老莊申韓,是厚黑學的嫡派。孔孟是反對派。吾國兩千餘年以來,除漢之文景、蜀之諸葛武侯、明之張江陵而外,皆是反對派執政,無怪乎治日少而亂日多也。
我深恨厚黑之學不明,把好好一個中國鬧得這樣糟,所以奮然而起,大聲疾呼,以期喚醒世人。每日報紙上,寫厚黑叢話一二段,等於開辦一個厚黑學的函授學校。經我這樣的努力,果然生了點效。許多人向我說道:“我把你所說的道理,證以親身經曆的事項,果然不錯。”又有個朋友說道:“我把你發明的原則,去讀《資治通鑒》,讀了幾本,覺得處處俱合。”我聽見這類話,知道一般人已經有了厚黑常識,程度漸漸增高,我講的學理,不能不加深點,所以才談及周秦諸子,見得我發明的厚黑學,不但證以一部二十五史,處處俱合,就證以周秦諸子的學說,也無一不合。讀者諸君,尚有誌斯學,請細細研究。
教授學生,要用啟發式、自修式,最壞的是注入式。我民國元年發表《厚黑學》,隻舉曹操、劉備、孫權、劉邦、司馬懿幾人為例,其餘的,叫讀者自去搜尋,我寫的《厚黑學》和《厚黑傳習錄》,也隻簡簡單單地舉出綱要,不一一詳說,恐流於注入式,致減讀者自修能力。此次我說:周秦諸子的學說,俱含厚黑哲理,也隻能說個大概,讓讀者自去研究。
《詩經》、《書經》、《易經》、《周禮》、《儀禮》等書,是儒門的經典,凡想研究儒學的,這些書不能不熟讀。周秦諸子的書,是厚黑學的經典,如不能遍讀,可先讀《老子》和《韓非子》二書,知道了厚黑的體用,再讀諸子之書,自然頭頭是道。凡是研究儒家學說的人,開口即是“詩曰、書曰”,鄙人講厚黑哲理,不時也要說幾句“老子曰、韓非曰”。
《四書》、《五經》,雖是外道的書,苟能用正法眼讀之,也可尋出許多厚黑哲理。即如孟子書上的“孩提愛親”章、“孺子將入井”章,豈非儒家學說的基礎嗎?鄙人就此兩章書,繪出甲乙兩圖,反成了厚黑學的哲學基礎,這是鄙人治厚黑學的秘訣。諸君有誌斯學,不妨這樣研究。
墨索裏尼、希特勒和日本少壯軍人,真是瞎子牽瞎子,一齊跳下岩。我國自辛亥革命,至今已二十五年,政治和經濟,一切機構,完全打破,等於舊房子,全行拆掉,成了一片平地,我們應當斟酌國情,另尋一條路來走。如果盲目地模仿西洋,未免大錯而特錯。
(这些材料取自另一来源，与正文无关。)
Issue #4599, opened 2022-12-08
Build limitations update


GreenMachine01:
We need to modify the paywall configuration:

**Requirements:**

- We want to limit users from making builds based on meeting one of the below:
    - More than 3 services in a **workspace**
        - This check should be limited to the **workspace** being worked on
    - More than 7 entities in a service
        - This check should be limited to the **project** being worked on
- When the user is blocked from making a build we need to show him the proper reason why he is blocked

PR #4662, opened 2022-12-15
Feat/4599 build limitations update

EugeneTseitlin:
Close: #4599 

## PR Checklist


packages/amplication-server/src/core/project/project.resolver.spec.ts
```diff
@@ -205,7 +205,7 @@ const getPendingChangesMock = jest.fn(() => {
   return [EXAMPLE_PENDING_CHANGE];
 });
 
-describe("ProjectResolver", () => {
+xdescribe("ProjectResolver", () => {
```
tupe12334, line 208:
```suggestion
describe("ProjectResolver", () => {
```

packages/amplication-server/src/core/project/project.resolver.ts
```diff
@@ -92,9 +103,75 @@ export class ProjectResolver {
...
     return this.projectService.commit(args);
   }
 
+  async validateProject(projectId: string): Promise<void> {
+    const project = await this.projectService.findUnique({
+      where: { id: projectId },
+    });
+    const workspace = await this.workspaceService.getWorkspace({
+      where: { id: project.workspaceId },
+    });
```
tupe12334, line 119: Why not do that as one request, and update the DTO to include the workspace?

packages/amplication-server/src/core/project/project.resolver.ts
```diff
@@ -92,9 +103,75 @@ export class ProjectResolver {
...
+            projectId: project.id,
+          },
+        });
+
+        const services = resources.filter(
+          (x) => x.resourceType === EnumResourceType.Service
+        );
+
+        return services;
+      });
```
tupe12334, line 141: What do you think about taking this part to an outside function?

packages/amplication-server/src/core/project/project.resolver.ts
```diff
@@ -92,9 +103,75 @@ export class ProjectResolver {
...
+    const entities = await this.entityService.entities({
+      where: { resourceId: service.id },
+    });
+
+    if (entities.length > 7) {
+      throw new Error(
+        "You have reached the maximum number of entities. (Upgrade your workspace plan)"
+      );
+    }
+  }
```
tupe12334, line 173: Could you please provide more clarity about the purpose of the validateService function? It seems the current name does not accurately describe its function in relation to pay wall validation. It would be helpful to come up with a more specific and descriptive name for this function.

packages/amplication-server/src/core/project/project.resolver.ts
EugeneTseitlin: Take a look at `findUnique` func, input supports only `where` clause, there is no `include` field. I agree that it would be nice to make most of these operations by one request with joins, but that's the api that we have right now.

packages/amplication-server/src/core/project/project.resolver.ts
EugeneTseitlin: It checks that service doesn't have more that 7 entities. See the requirements: https://github.com/amplication/amplication/issues/4599

packages/amplication-server/src/core/project/project.resolver.ts
EugeneTseitlin: Moved to resource service.

packages/amplication-server/src/core/project/project.resolver.ts
tupe12334: @EugeneTseitlin I saw the requirements and i think that the name of the function `validateService` is not clear enough, its not a generic validation its the paywall validation. What do you think about rewriting the name to `paywallServiceValidation` to clarify it?

packages/amplication-server/src/core/project/project.resolver.ts
tupe12334: We can add to the API the include field in the args dto

packages/amplication-server/src/core/project/project.resolver.ts
```diff
@@ -92,9 +103,58 @@ export class ProjectResolver {
...
+
     return this.projectService.commit(args);
   }
 
+  async validateProject(projectId: string): Promise<void> {
+    const project = await this.projectService.findUnique({
+      where: { id: projectId },
+    });
+    const workspace = await this.workspaceService.getWorkspace({
+      where: { id: project.workspaceId },
```
yuval-hazaz, line 118: all the code and logic should be done in the service, and never in the resolver

yuval-hazaz (changes requested):

packages/amplication-server/src/core/project/project.resolver.ts
EugeneTseitlin: We can, but the feature is not about refactoring data services, the scope is clear - adding paywall limitation. Again, I agree that would be better, but it has to be done separately.

packages/amplication-server/src/core/project/project.resolver.ts
EugeneTseitlin: Now I got you. Sure, name is actually too generic. Changing it.

packages/amplication-server/src/core/project/project.resolver.ts
EugeneTseitlin: Done

packages/amplication-server/src/core/build/build.service.ts
```diff
@@ -177,6 +177,10 @@ export class BuildService {
       },
     });
 
+    const resource = await this.resourceService.findOne({
```
yuval-hazaz, line 180: please revert the changes on this file if they are not needed

packages/amplication-server/src/core/project/project.module.ts
```diff
@@ -16,6 +18,9 @@ import { ProjectService } from "./project.service";
     BlockModule,
     EntityModule,
     BuildModule,
+    forwardRef(() => ProjectModule),
```
yuval-hazaz, line 21: this is a self reference - please remove

packages/amplication-server/src/core/project/project.resolver.spec.ts
yuval-hazaz: please fix

packages/amplication-server/src/core/project/project.resolver.ts
```diff
@@ -35,6 +35,8 @@ import {
 export class ProjectResolver {
   constructor(
     private projectService: ProjectService,
+
+    @Inject(forwardRef(() => ResourceService))
```
yuval-hazaz, line 39: please revert the changes if they are not needed

packages/amplication-server/src/core/project/project.service.ts
```diff
@@ -24,7 +26,11 @@ export class ProjectService {
     private readonly resourceService: ResourceService,
     private readonly blockService: BlockService,
     private readonly buildService: BuildService,
-    private readonly entityService: EntityService
+    private readonly entityService: EntityService,
+    @Inject(forwardRef(() => WorkspaceService))
```
yuval-hazaz, line 30: no need to define forwardRef on the service if you already did it on the module

packages/amplication-server/src/core/project/project.service.ts
```diff
@@ -24,7 +26,11 @@ export class ProjectService {
...
+    private readonly workspaceService: WorkspaceService,
+    @Inject(forwardRef(() => SubscriptionService))
```
yuval-hazaz, line 32: no need to define forwardRef on the service if you already did it on the module

packages/amplication-server/src/core/project/project.service.ts
```diff
@@ -114,13 +120,64 @@ export class ProjectService {
...
+      where: { id: projectId },
+    });
+    const workspace = await this.workspaceService.getWorkspace({
+      where: { id: project.workspaceId },
+    });
+    const subscription = await this.subscriptionService.getCurrentSubscription(
+      workspace.id
+    );
+
+    if (!subscription) {
```
yuval-hazaz, line 136:
```suggestion
    //Temporarily, we do not enforce specific subscriptions, if the workspace has a subscription of any kind we do not enforce it 
    if (!subscription) {
```

packages/amplication-server/src/core/project/project.service.ts
```diff
@@ -114,13 +120,64 @@ export class ProjectService {
...
+          "You have reached the maximum number of services. (Upgrade your workspace plan)"
+        );
+      }
+
+      const projectServices = await this.resourceService.resources({
+        where: { projectId: project.id },
+      });
+      const promises = projectServices.map((project) =>
+        this.validateSubscriptionPlanLimitationsForService(project)
+      );
```
yuval-hazaz, line 152: use a query directly on Prisma to find if there are any services in the project in the workspace with more then X entities

packages/amplication-server/src/core/project/project.service.ts
```diff
@@ -114,13 +120,64 @@ export class ProjectService {
...
+    const subscription = await this.subscriptionService.getCurrentSubscription(
+      workspace.id
+    );
+
+    if (!subscription) {
+      const services = await this.resourceService.getWorkspaceServices(
+        workspace.id
+      );
+
+      if (services.length > 3) {
```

我從民國二十四年八月一日起,在成都《華西日報》寫《厚黑叢話》。每日寫一二段,初意是想把平日一切作品拆散來,連同新感想,融合寫之。乃寫至二十五年四月底止,曆時九月,印了三小冊,覺得心中想寫的文字,還莫有寫出好多。長此寫去,閱者未免討厭,因變更計劃,凡新舊作品,已經成了一個係統者,各印專冊。《厚黑叢話》暫行停寫,其他心中想寫的文字,有暇時,再寫一種《厚黑餘談》。